PR #87, opened 2018-09-03
Fix a bug causing the save method to interfere with other post types

### LINKED ISSUE #86: Error when publishing a CPT
When tryinh to publish a CPT from another plugin, I get the WordPress admin error
`The link you have followed has expired`
When I disable this plugin, I am able to publish as normal.
Have tested on a few environments and observed the same issue.

lukecarbis:
Resolves #86.

### DIFF
--- a/php/post-types/class-block-post.php
+++ b/php/post-types/class-block-post.php
@@ -621,6 +621,11 @@ class Block_Post extends Component_Abstract {
 			return $data;
 		}
 
+		// Exits script if not the right post type.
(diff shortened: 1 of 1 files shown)


php/post-types/class-block-post.php
```diff
@@ -621,6 +621,11 @@ public function save_block( $data ) {
 			return $data;
 		}
 
+		// Exits script if not the right post type.
```
rheinardkorf, line 624: That makes sense.

rheinardkorf (approved):

Issue #90, opened 2018-09-04
Lost our Dashicon Icons


RobStino:
With the update to the icons in GB (Material icons), it seems we've lost access, in the current format, to dashicons.

RobStino:
Note: Dashicons are still visible in the block editor, but are no longer seen in Gutenberg.
Note 2: Conversation in slack with @rheinardkorf showing the reasoning why the Core team moved away from Dashicons. We should probably follow suit.

PR #91, opened 2018-09-04
Add support for 'Material Icons'.

rheinardkorf:
Replaces Dashicons with Material Icons.

Resolves: #90


rheinardkorf:
@lukecarbis just requires the updates in the block editor now, so handing this ticket over to you.

php/blocks/class-loader.php
```diff
@@ -93,6 +93,16 @@ public function editor_assets() {
...
 			filemtime( $this->assets['path']['editor_style'] )
 		);
+
+		// Enqueue 'material-icons'.
+		if ( ! wp_style_is( 'material-icons', 'enqueued' ) ) {
+			wp_enqueue_style(
+				'material-icons',
+				'https://fonts.googleapis.com/icon?family=Material+Icons',
+				[],
+				'20180904'
```
lukecarbis, line 103: @rheinardkorf Is this the best date to use? Should we be including the material icons with the plugin, rather than loading them remotely?

rheinardkorf: Its the date we decided to add it 😄  I have mixed feelings about adding it to the plugin or via CDN.  Getting it from CDN means all the styles are loaded too.  Doing it locally means a few more enqueues.

rheinardkorf: We could do it via... https://google.github.io/material-design-icons/#setup-method-2-self-hosting

lukecarbis:
@rheinardkorf I've done some more work… can't get the outline theme to work though. The more I play, the more I'd like to move to SVGs instead of a font, but I can't figure out how to include them from the JSON file. 

One option would be to add all the SVGs from our list to `icons.js`, maybe.

lukecarbis:
@rheinardkorf I can't even find the SVG files for the outline versions in the Github repo. If this is too hard to figure out for you too, then I suggest removing the [WIP] tag and merging this PR with the standard icons, until the outline versions are available as a font.

Relevant issue: https://github.com/google/material-design-icons/issues/773

PR #96, opened 2018-09-05
Rename the plugin

### LINKED ISSUE #88: Rename the plugin
~~Advanced Custom Blocks~~ **Block Lab**

lukecarbis:
Resolves #88.

This PR will cause you to lose all your existing blocks.


lukecarbis:
After merging this, the Github repo should be renamed (moved?) and the plugin resubmitted to .org.

advanced-custom-blocks.php
```diff
@@ -1,20 +1,20 @@
...
+ * @package   Block_Lab
  * @copyright Copyright(c) 2018, Rheinard Korf
  * @license http://opensource.org/licenses/GPL-2.0 GNU General Public License, version 2 (GPL-2.0)
  *
- * Plugin Name: Advanced Custom Blocks
- * Plugin URI: https://github.com/rheinardkorf/advanced-custom-blocks
- * Description: Create Advanced Custom Blocks effortlessly with no Gutenberg development know-how required.
+ * Plugin Name: Block Lab
+ * Plugin URI: https://github.com/rheinardkorf/block-lab
+ * Description: Create Block Lab effortlessly with no Gutenberg development know-how required.
```
lukecarbis: Fix

js/blocks/controls/index.js
```diff
@@ -1,17 +1,17 @@
...
-import ACBRangeControl from './range'
-import ACBSelectControl from './select'
-import ACBToggleControl from './toggle'
+import BLTextControl from './text'
+import BLTextareaControl from './textarea'
+import BLCheckboxControl from './checkbox'
+import BLRadioControl from './radio'
+import BLRangeControl from './range'
+import BLSelectControl from './select'
+import BLToggleControl from './toggle'
```
lukecarbis: @rheinardkorf Should these be expanded to `BlockLabTextControl `, etc.?

php/blocks/class-loader.php
```diff
@@ -119,14 +119,14 @@ public function dynamic_block_loader() {
 		foreach ( $blocks as $block_name => $block ) {
 			$attributes = $this->get_block_attributes( $block );
 
-			$attributes['acb_block_name'] = $block_name;
+			$attributes['block_lab_block_name'] = $block_name;
```
lukecarbis: @rheinardkorf Is this too verbose? Can we rename it to something better?

php/post-types/class-block-post.php
```diff
@@ -24,7 +24,7 @@ class Block_Post extends Component_Abstract {
 	 *
 	 * @var string
 	 */
-	public $slug = 'acb_block';
+	public $slug = 'block_lab_block';
```
lukecarbis: This slug causes a lot of weird class names and IDs. I can't think of a better option though. `bl_block` is too short and weird looking, and it's inconsistent. Is `custom_block` too generic? I'd like to go with that.

php/post-types/class-block-post.php
```diff
@@ -221,26 +221,26 @@ public function enqueue_scripts() {
 	 */
 	public function add_meta_boxes() {
 		add_meta_box(
-			'acb_block_properties',
-			__( 'Block Properties', 'advanced-custom-blocks' ),
+			'block_lab_block_properties',
```
lukecarbis: These can be shortened to `block_properties`, `block_fields`, etc.

lukecarbis (commented):
Self-review.

php/post-types/class-block-post.php
RobStino: I think custom_block works. It's descriptive.
However, being so generic, is there risk of conflict with other plugins/themes?

lukecarbis: Yes, if there's a theme or plugin that also uses that name then there would be a conflict. Pretty low chance of that, though.

lukecarbis: Another (more generic) option is just `block`. What's the chance someone will want to use that CPT name in their theme or plugin?

RobStino: I'm not 100% on the use case of the slug and how it's used, so my only insight is that the more generic the slug the more likely it will be used.

RobStino: Another option could be lab_block

rheinardkorf: Yeah Block Lab doesn't lend itself to nice shortening.  As this is a Post Type, why not just call it `block_lab` for the slug?  I know its not very descriptive, but where else will this post type actually be used?

lukecarbis:
@rheinardkorf Ready for further review and merge.

RobStino:
Have switched to the `rename` branch and have tried creating a new block. The general block building experience (New block in WP Editor + Block template) is working fine, however the created block is not showing up as available Gutenberg.

RobStino (approved):
All looks good to me.

PR #105, opened 2018-11-03
Autoloader uncaught error

pharmarin:
Adding strtolower() to $namespace to avoid Uncaught Error.


lukecarbis:
@pharmarin Having trouble reproducing the error you mentioned. I can't see a problem with adding `strtolower`, but it would be good to check it out first. What's your development environment look like?

lukecarbis (approved):

PR #115, opened 2018-11-12
Remove the required field setting

### LINKED ISSUE #113: Maybe required doesn't make sense.
If I mark a field as required, I can still save my post. Do required fields even make sense? I'm not sure they do. Any thoughts @RobStino ?

lukecarbis:
Resolves #113


RobStino (approved):
Checked the branch locally and confirmed that the `required` field is gone from the Block edit screen.

PR #116, opened 2018-11-12
Prevent field from being added if the slug is blank

### LINKED ISSUE #107: Empty / Blank fields appear in GB Editor as text fields with no label
Noticed this after accidentally added a field, but didn't configure it, and hit publish.
The field appeared in the Gutenberg editor as a text field with not label or anything else.
Assuming it was a text field as this is the default field when adding a new field.
Noting that, without configuration, or at least a name/slug, the field values can't be interacted with in the template.
With this in mind, perhaps it makes sense to not show fields in the GB editor unless minimum requirements (name and slug) are configured.

lukecarbis:
Resolves #107

### DIFF
--- a/js/blocks/loader/fields.js
+++ b/js/blocks/loader/fields.js
@@ -12,6 +12,8 @@ const simplifiedFields = ( fields ) => {
 
 	for ( let fieldName in fields ) {
 
+		if ( '' === fieldName ) continue;
+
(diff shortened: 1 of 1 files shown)


RobStino (approved):
Checked branch locally and confirmed the empty/blank field was not added to the GB editor screen.

PR #117, opened 2018-11-12
Hide template not found error if user is not logged in

### LINKED ISSUE #108: The "Template not found" error displays for unauthenticated users
Noticed that the front end error for when no template file is found is displayed for unauthenticated users. Makes sense for logged in users, but perhaps not so much for others.

lukecarbis:
Resolves #108


RobStino (approved):
Tested locally and confirmed that:
- the error appears on the front end when logged in
- the error does not appear on the front end when not logged in

PR #119, opened 2018-11-13
Ensure that Gutenberg respects field types

### LINKED ISSUE #104: True/False state of toggle & Checkbox input not being passed through to function.
Screen cap walkthrough of issue -> https://d.pr/v/aywe4l

Regardless of if a toggle is switched to true or false, it's being picked up as a false by the function.

lukecarbis:
This one took quite a lot of work! Got there in the end, but please test carefully.

This fixes broken checkboxes, toggle controls, and range controls (which previously only returned their default value).

Resolves #104.

### DIFF
--- a/php/blocks/class-block.php
+++ b/php/blocks/class-block.php
@@ -123,7 +123,7 @@ class Block {
 
 		if ( isset( $config['fields'] ) ) {
 			foreach ( $config['fields'] as $field ) {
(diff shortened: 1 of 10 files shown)


RobStino (approved):
Checked out branch and observed that the value of the checkbox and toggle fields were now being passed correctly to the template.
Tested both true and false states.
Also checked that var_dump no longer gave is NULL. Which it didnt.

PR #136, opened 2018-11-15
Add better auto-slug generation

### LINKED ISSUE #134: Change the auto-slug generation behaviour
The automatic generation of the slug when adding the title for the first time makes sense. However after this point, it's not so ideal. 2 scenarios that come to mind that this is annoying for:

1. I edit the slug, i.e. shorten "Call to action" to "CTA". If I decide afterwards change the Title. I.e. capitilise the 'a' in 'action', the slug gets overwritten.
2. I have an established block that I've been using. I change the title, for whatever reason, and the slug gets updated. This actually "breaks" the block as the plugin is now looking for a different template file.

*Suggestion*
Auto-generate the slug _only_ when the title field is filled out for the first time.

lukecarbis:
Resolves #134

### DIFF
--- a/js/admin.block-post.js
+++ b/js/admin.block-post.js
@@ -11,14 +11,10 @@
 (function( $ ) {
 
 	$(function() {
+		blockTitleInit();
 		blockCategoryInit();
 		blockIconInit();
 		blockFieldInit();
-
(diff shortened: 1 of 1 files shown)


RobStino (approved):
Perfect!

PR #1603, opened 2018-12-18
Parser for proc_ovs_vswitchd_limits

ppandey-redhat:
Updated `proc_limits` parser to get limits for process `ovs-vswitchd`.


xiangce:
`INFO:` @datasource with `pre-command` is used for this spec, no need to add it to uploader.json.

PR #1604, opened 2018-12-18
[IfCFG] Detect blank line in interface file

psachin:


insights/parsers/ifcfg.py
```diff
@@ -126,3 +127,10 @@ def bonding_mode(self):
         if m in bond_mode_map:
             return bond_mode_map[m]
         return None
+
+    @property
```
xiangce: Every time when calling this `property` the `in` checking operation in line-136 will be executed, which results in a not so good efficiency.

```return self._has_empty_line```

File: insights/parsers/ifcfg.py [hunk 2]
```diff
@@ -126,3 +127,10 @@ def bonding_mode(self):
...
+    def has_empty_line(self):
+        """
+        (bool) `True` if the file has empty line else `False`.
+        """
+        return '' in self.context.content
```
xiangce: Could a line which only contains spaces, like `   ` can be treated as a blank line and has the same effect to empty line``?

Once it is. Better check them as well.

`any(l.strip() == '' for l in context)`

Otherwise, please ignore this comment.

insights/parsers/ifcfg.py
```diff
@@ -79,6 +79,7 @@ class IfCFG(LegacyItemAccess, CommandParser):
 
     def __init__(self, context):
         super(IfCFG, self).__init__(context)
+        self.context = context
```
xiangce: Better change this to
```self._has_empty_line = any(l.strip() == '' for l in context)```

File: insights/parsers/ifcfg.py (hunk 2 above)
Comment (psachin) [reply insights/parsers/ifcfg.py]: Could a line which only contains spaces, like can be treated as a blank line and has the same effect to empty line``?
> No

File: insights/parsers/ifcfg.py (hunk 3 above)
Comment (psachin) [reply insights/parsers/ifcfg.py]: @xiangce and remove the `@property` ?

Comment (psachin) [reply insights/parsers/ifcfg.py]: The test will fail

```bash
>       assert r._has_empty_line is False
E       AttributeError: 'IfCFG' object has no attribute '_has_empty_line'

```

xiangce: I don't think it will fail after you added the assignment e.g. `self._has_empty_line =` to the `__init__`

psachin: Done. Please check

insights/parsers/ifcfg.py
```diff
@@ -79,8 +79,10 @@ class IfCFG(LegacyItemAccess, CommandParser):
...
```
xiangce: You might forget to remove this line

psachin: Oops!! Good catch. Removed now.

PR #1610, opened 2018-12-20
Check if all_files and common_path is empty

bsquizz:
Related to https://github.com/RedHatInsights/insights-pup/issues/18

In the above exception, common_path was an empty string.

We'll now check to see if all_files is an empty list, or if common_path is an empty string, and raise `InvalidArchive` if so.

I don't think we actually need to catch any exceptions, since:
* `os.walk()` (used in `get_all_files`) just returns an empty list if there's no dirs to walk (or it doesn't have read permissions on dirs),
* `os.path.commonprefix` returns an empty strings if it can't find a common prefix
* `os.path.dirname` returns an empty string if one was passed to it.


kylape:
Based off of my past experience with debugging the code that determines the root directory of a given tarfile, it is incredibly brittle and there are tons of edge cases.  I'm afraid that having an empty common prefix is actually a valid archive format.  @csams or @jhjaggars can you confirm?

jhjaggars:
It _was_ a valid archive when we supported the uber-archive style.

kylape:
If we are confident that it's not a valid archive now, then I think we'd be okay to merge it.  We can always roll back if we start rejecting valid archives due to this change.

PR #1619, opened 2019-01-08
Specs ip_route_show_table_all in sos_archive

akshay196:
Add `ip_route_show_table_all` spec in sos archive


esakaiev:
test this please

PR #1622, opened 2019-01-14
Network initscripts slave config issue

ghost:


insights/parsers/ifcfg.py
```diff
@@ -97,7 +97,7 @@ def parse_content(self, content):
             # of the key is before dequoting and stripping.
             if key == "BONDING_OPTS":
                 self.data["raw_bonding_value"] = value
-            if key != "DEVICE":
+            if key not in ["DEVICE", "MASTER"]:
```
xiangce: A more reasonable patch for this update could be,  I think, adding a "raw_master_value", just like the "raw_bonding_value".

For `DEVICE`, adding a "raw_device_value" is better too, but to keep compatible we have to reserve the `DEVICE` as it was.

```python
if key in ["DEVICE", "MASTER", "BONDING_OPTS"]:
   self.data["raw_{0}_value".format(key.split('_')[0].lower())] = value
if key != "DEVICE":
   value = value.strip().strip(QUOTES)
```

How do you think?

rasrivas-redhat: @xiangce acknowledged, updated the code in the latest PR.

xiangce (approved):

PR #1624, opened 2019-01-15
updated the code for team_slave in ifconfig file

### LINKED ISSUE #1626: ifcfg parser to support for MASTER and TEAM_MASTER keys slave type
We need to update the ifcfg parser to support TEAMING and BONDING slave type in the configuration file, so, that we can use MASTER' and 'TEAM_MASTER' keys in raw format.

For ex-  `obj['MASTER']="'bond0'"` or `obj['TEAM_MASTER']="'team0'"`

ghost:
Fix #1626

### DIFF
--- a/insights/parsers/tests/test_ifcfg.py
+++ b/insights/parsers/tests/test_ifcfg.py
@@ -121,6 +121,15 @@ IPV6INIT=no
 MASTER="bond0"
 """.strip()
 
+IFCFG_TEST_RAW_TEAM_MASTER_VALUE = """
+TYPE=Ethernet
+DEVICE="eth0"
+BOOTPROTO=none
+ONBOOT=yes
+TEAM_MASTER="team0"
+MTU=9000
+""".strip()
+
 IFCFG_TEST_RAW_BONDING_VALUE = """
 DEVICE="bond0"
 IPADDR=10.11.96.172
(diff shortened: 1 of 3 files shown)


insights/parsers/tests/test_ifcfg.py
```diff
@@ -147,6 +156,8 @@
 
 IFCFG_PATH_NAMED_BOND_MASTER = "etc/sysconfig/network-scripts/ifcfg-eth0"
 
+IFCFG_PATH_NAMED_TEAM_MASTER = "etc/sysconfig/network-scripts/ifcfg-eth0"
```
xiangce: The value of this `IFCFG_PATH_NAMED_TEAM_MASTER` is the same to `IFCFG_PATH_NAMED_BOND_MASTER`. Better just reserve one and rename it to e.g. `IFCFG_PATH_1`

xiangce (changes requested):
Hi @rasrivas-redhat 

What's the reason that you keep the RAW value of the "TEAM_MASTER" ?
Please open an issue for it [here](https://github.com/RedHatInsights/insights-core/issues) at first.

BTW, please explain the reason for keeping the RAW value for "MASTER" as well in the same issue. Thanks.

rasrivas-redhat:
@xiangce 
First, we updated the code for "Bonding slave type" which we mentioned as MASTER="xxx" in config file but for "teaming slave type" we need to mention as TEAM_MASTER="xxx" in config file.

insights/parsers/tests/test_ifcfg.py
```diff
@@ -147,6 +156,10 @@
...
```
xiangce: You need to remove the `IFCFG_PATH_NAMED_BOND_MASTER` and `IFCFG_PATH_NAMED_BOND_MASTER`

rasrivas-redhat: @xiangce removed the `IFCFG_PATH_NAMED_TEAM_MASTER` and `IFCFG_PATH_NAMED_BOND_MASTER` and updated the test case for `IFCFG_PATH_ETH1` and `IFCFG_PATH_ETH2` path which are used in test case

bfahr (approved):
Approved pending @xiangce approval.

xiangce (approved):

PR #1625, opened 2019-01-15
Small tweaks to remove.conf

gravitypriest:
First of all, an actual bug: due to how configparser works it was double-escaping slashes in the remove.conf file -- e.g. if you specified `/etc/yum.repos.d/()*.*\\.repo`, it would end up as `/etc/yum.repos.d/()*.*\\\\.repo` once parsed, which then would fail the comparison against uploader.json. This was fixed by adding `.decode('string-escape')` for PY2, or `.encode('utf-8').decode('unicode-escape')` for PY3.

Second, I added a small feature that would allow you to hide files *after* wildcard matching. That is, you may specify anything that a wildcard might include in order to hide it. For example, if you specified `/etc/yum.repos.d/redhat.repo` in remove.conf, it would be compared to the list of files after expanding `/etc/yum.repos.d/()*.*\\.repo` and then ignored.


kylape:
Couple of notes:

1. While the fix seems reasonable, it would be nice if the user didn't have to specify complex commands for exclusion.  Since symbolic names are available, I suggest we allow users to specify the symbolic name as an alternative to the entire command/file.

2. Please provide a unit test that parses a raw remove.conf to exercise the code that splits the comma delimited lines.

kylape:
1. assign local variable so the compound `if` can be collapsed to one line
2. use fixture teardown function to delete temp file at end of raw config test

PR #1632, opened 2019-01-18
Parser to collect file metadata from `/rhev/data-center` on the RHEV Host

psachin:


esakaiev:
test this please

bfahr:
@psachin #1679 has been merged that provides the underlying infrastructure for the new datasource.  Please update this PR to use the new datasource.

insights/parsers/rhev_data_center.py
```diff
@@ -0,0 +1,46 @@
...
+        >>> assert len(rhev_dc.data) == 3
+        >>> assert len(rhev_dc.bad_image_ownership) == 1
+        >>> assert rhev_dc.bad_image_ownership[0]['path'] == '/rhev/data-center/mnt/host1.example.com:_nfsshare_data/a384bf5d-db92-421e-926d-bfb99a6b4b28/images/b7d6cc07-d1f1-44b3-b3c0-7067ec7056a3/4d6e5dea-995f-4a4e-b487-0f70361f6137'
+        >>> assert rhev_dc.bad_image_ownership[0]['name'] == 'root'
+        >>> assert rhev_dc.bad_image_ownership[0]['group'] == 'root'
+    """
+    def parse_content(self, content):
+        self.data = json.loads(''.join(content))
+
+    @property
```
xiangce: When the method is decorated with `@property`, it will work as an attribute of the object. 
It's not recommended to compute the results in each calling of the property.
Since the results are known at the time the `self.data` is parsed, you could calculate them once in parse_content instead of each time this property is invoked.

insights/parsers/rhev_data_center.py
```diff
@@ -0,0 +1,46 @@
...
+    def bad_image_ownership(self):
+        """Returns full path of RHEV VM images in the Data Center not having correct file ownership.
+
+        Returns:
+            (list): [{'name': 'root', 'group': 'root', 'path': '/rhev/data-center/mnt/example.com:_nfsshare_data/a384bf5d/images/b7d6cc07/4d6e5dea'}]
```
xiangce: This is just an example of the `return value`. Better change it to a more common description, otherwise, it looks like this interface always returns this fixed value.

psachin: Sure

insights/parsers/rhev_data_center.py
psachin: @xiangce Do you mean I should move the logic of `bad_image_ownership` to `parse_content`?

xiangce: Yes. @psachin

psachin: @xiangce Done

insights/parsers/rhev_data_center.py
```diff
@@ -0,0 +1,42 @@
...
+==================================================
+"""
+import json
+from re import compile as re_compile
+from insights import Parser, parser
+from insights.specs import Specs
+
+
+@parser(Specs.rhev_data_center)
+class RhevDataCenter(Parser):
```
xiangce: Better change to use "CommandParser" as the base, since I have found the `python_-m_insights.tools.cat ...` command sometimes fails as below on some host:

~~~
~]# cat insights-vm37-39.gsslab.pek2.redhat.com-20190222010448/insights_commands/python_-m_insights.tools.cat_--no-header_rhev_data_center
/usr/bin/python: No module named insights.tools
~~~

This is an issue of insight-client, but I think we'd better make sure the parser robust enough to work.

insights/parsers/rhev_data_center.py
```diff
@@ -0,0 +1,42 @@
...
+    Examples:
+        >>> assert len(rhev_dc.data) == 4
+        >>> assert len(rhev_dc.incorrect_volume_ownership) == 1
+        >>> assert rhev_dc.incorrect_volume_ownership[0]['path'] == '/rhev/data-center/mnt/host1.example.com:_nfsshare_data/a384bf5d-db92-421e-926d-bfb99a6b4b28/images/b7d6cc07-d1f1-44b3-b3c0-7067ec7056a3/4d6e5dea-995f-4a4e-b487-0f70361f6137'
+        >>> assert rhev_dc.incorrect_volume_ownership[0]['name'] == 'root'
+        >>> assert rhev_dc.incorrect_volume_ownership[0]['group'] == 'root'
+
+    """
+    def parse_content(self, content):
+        self.data = json.loads(''.join(content))
```
xiangce: Better skip empty content by raising a `SkipException`

insights/parsers/rhev_data_center.py
xiangce: I just opened an issue for it: https://github.com/RedHatInsights/insights-core/issues/1697

psachin: ack

psachin:
```
[12:13]<psachin> xiangce: Regarding your suggestion on using the
		 CommandParser, I have see the issue with tools.cat too. How
		 does using CommandParser solves that?
[12:14]<xiangce> psachin: I just submitted a new PR, trying to fix it
       <xiangce> psachin:
		 https://github.com/RedHatInsights/insights-core/pull/1698
       <psachin> xiangce: Adding to this, the new DS is a python was to get
		 data, will CommandParser help as we are not using any
		 command?
[12:15]<psachin> xiangce: Can I stick to Parser until this is fixed?
[12:16]<xiangce> psachin: I think your Parser can go on
```

xiangce:
~~~
144820 xiangc+| psachin: the new DS will also need to run the command "python -m insights.tools....." to get the "running result" of
              | special spec. But once the "python -m" command fails, the error message outputted by the command will still be collected.
145001 psachi+| xiangce: Yes. Every specs is a command.
145143 xiangc+| psachin: Oh, my fault
145156      ➥ | psachin: I mean your PR can go on
145158 psachi+| xiangce: Huh?
145209 psachi+| xiangce: Okay.
145210 xiangc+| psachin: You'd better change to ComamndParser
145221 psachi+| xiangce: Again?
145341 xiangc+| psachin: Or you skip the "/usr/bin/python: No module named insights.tools" manaully in the parse_content
145355 psachi+| xiangce: Can we wait for your PR review and get some extra advice on my parser?
145449 xiangc+| psachin: No problem, if you are not in a hurry to merge your new plugin
145617 psachi+| xiangce: Well, I'm in hurry, but at the same time I don't want to re-visit the parser/plugin for changes.
~~~

insights/parsers/rhev_data_center.py
psachin: Done

insights/parsers/rhev_data_center.py
bfahr: @psachin #1698 has been merged so you can go ahead and use CommandParser.

xiangce: @bfahr - I think it's because that here the `content` is a `list` of `dict`s, but not a `dict`. The [JSONParser](https://github.com/RedHatInsights/insights-core/blob/9cabaa5159651bd3efe8625fb821e225cc985a65/insights/core/__init__.py#L701) seems can only parse `dict`.

bfahr: @psachin I'm not sure I understand what you are saying.  You are using the json module to parse it, `self.data = json.loads(''.join(content))`, that is what the `JSONParser` does.

xiangce: @bfahr - Sorry for the poor explanation above. I have met this problem in the [sapcontrol.py](https://github.com/RedHatInsights/insights-core/blob/master/insights/parsers/sapcontrol.py) The root cause should be the [JSONParser](https://github.com/RedHatInsights/insights-core/blob/9cabaa5159651bd3efe8625fb821e225cc985a65/insights/core/__init__.py#L701) is mixed with the [LegacyItemAccess](https://github.com/RedHatInsights/insights-core/blob/18d9502188929b68fb3cb6c3a31e84ba4824e578/insights/core/__init__.py#L388) which requires the `self.data` a dictionary (otherwise, the `get` and `[]` operation will fail):

https://github.com/RedHatInsights/insights-core/blob/18d9502188929b68fb3cb6c3a31e84ba4824e578/insights/core/__init__.py#L706

Any thoughts?

psachin: @xiangce As we know that the datasource return type is  json, I think I should use a JSONParser as suggested by @bfahr

xiangce: @psachin - I'm afraid you cannot do that. Unless you modify the DS to return a `dict` instead of a `list of dict`. Since it's not allowed to remove the `LegacyItemAccess` from its base-classes, this will break the tests of many plugins.

bfahr: @psachin @xiangce sorry for the delayed response, I thought I had already responded to this and I guess I didn't click the button.  I agree with @xiangce in this case, the implementation like [sapcontrol.py](https://github.com/RedHatInsights/insights-core/blob/master/insights/parsers/sapcontrol.py) seems to be a better solution and less confusing.

psachin: @bfahr @xiangce We agree to use `CommandParser` ?

psachin: The latest commit uses the `CommandParser`

xiangce: CommandParser is OK, since the `python -m` is also a command.

PR #1647, opened 2019-01-23
Enhance combiner "redhat_release"

xiangce:
- add a utility 'rhel' attr
- add a new class parser `RedHatRelease`
  Better keep them both


esakaiev:
test this please

insights/combiners/redhat_release.py
```diff
@@ -25,14 +16,15 @@
 from insights.parsers.redhat_release import RedhatRelease as rht_release
 from insights.parsers.uname import Uname
 from insights.core.serde import serializer, deserializer
+from insights.parsers import ParseException
 
-Release = namedtuple("Release", field_names=["major", "minor"])
+Release = namedtuple("Release", field_names=["major", "minor", "rhel"])
```
bfahr: @xiangce this will break backward compatibility with the existing combiner.  You could add a `rhel` method to the existing combiner to return this value, and then use a new named tuple to represent the 3 tuple for the new combiner.

xiangce: @bfahr - I add the default value for each filed in the namedtuple, and removed the code that used the `Release` in the rules' code. Is it OK, please have a check.

bfahr: @xiangce the issue is that the current combiner returns the tuple Release(major,minor), and we need to maintain that interface for backward compatibility.  You need to leave the existing Release tuple as it is, and create a new tuple for the new combiner, if it is needed.

insights/combiners/redhat_release.py
```diff
@@ -42,23 +40,94 @@ def deserialize(_type, obj, root=None):
...
 
     if rh_release:
-        return Release(rh_release.major, rh_release.minor)
+        return Release(rh_release.major, rh_release.minor, rh_release.version)
+
+    raise ParseException("Unabled to determine release.")
+
+
+@combiner([Uname, rht_release])
+class RedHatRelease(object):
```
bfahr: Although we don't currently use them, this class also needs a serializer/deserializer.  See this code for an example of these for a class: https://github.com/RedHatInsights/insights-core/blob/master/insights/tests/test_serde.py#L32

insights/combiners/redhat_release.py
xiangce: @bfahr - Done, please check the latest commit.

insights/combiners/redhat_release.py
xiangce: @bfahr - Done. However I didn't involve the three `rhel[6-8]` attributes in the serializer and deserializer, please check if this is OK. Thanks.

insights/combiners/redhat_release.py
```diff
@@ -61,4 +66,72 @@ def redhat_release(rh_release, un):
...
+
+        self.rhel6 = self.rhel if self.major == 6 else None
+        self.rhel7 = self.rhel if self.major == 7 else None
+        self.rhel8 = self.rhel if self.major == 8 else None
+
+
+# No need to serialize/deserialize the `rhel#` attributes
+@serializer(RedHatRelease)
+def serialize_RedHatRelease(obj, root=None):
+    return {"major": obj.major, "minor": obj.minor, "rhel": obj.rhel}
```
csams: All attributes of the combiner instance that could be accessed by a rule need to be serialized and deserialized or there will be attribute errors since the deserializer bypasses `__init__`. Need to add rhel[6-8].

xiangce: I got it. Thanks for the explanation. @csams

insights/combiners/redhat_release.py
```diff
@@ -42,17 +35,29 @@ def deserialize(_type, obj, root=None):
 
 @combiner([rht_release, Uname])
 def redhat_release(rh_release, un):
-    """Check uname and redhat-release for rhel major/minor version.
+    """
```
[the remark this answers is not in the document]
xiangce: Done

xiangce:
test this please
:::::
* _Your assignment_
Every line above that includes the word "else" should be listed.

* _Task output_
rheinardkorf: Yeah Block Lab doesn't lend itself to nice shortening.  As this is a Post Type, why not just call it `block_lab` for the slug?  I know its not very descriptive, but where else will this post type actually be used?
The field appeared in the Gutenberg editor as a text field with not label or anything else.
+        (bool) `True` if the file has empty line else `False`.
+        self.rhel6 = self.rhel if self.major == 6 else None
+        self.rhel7 = self.rhel if self.major == 7 else None
+        self.rhel8 = self.rhel if self.major == 8 else None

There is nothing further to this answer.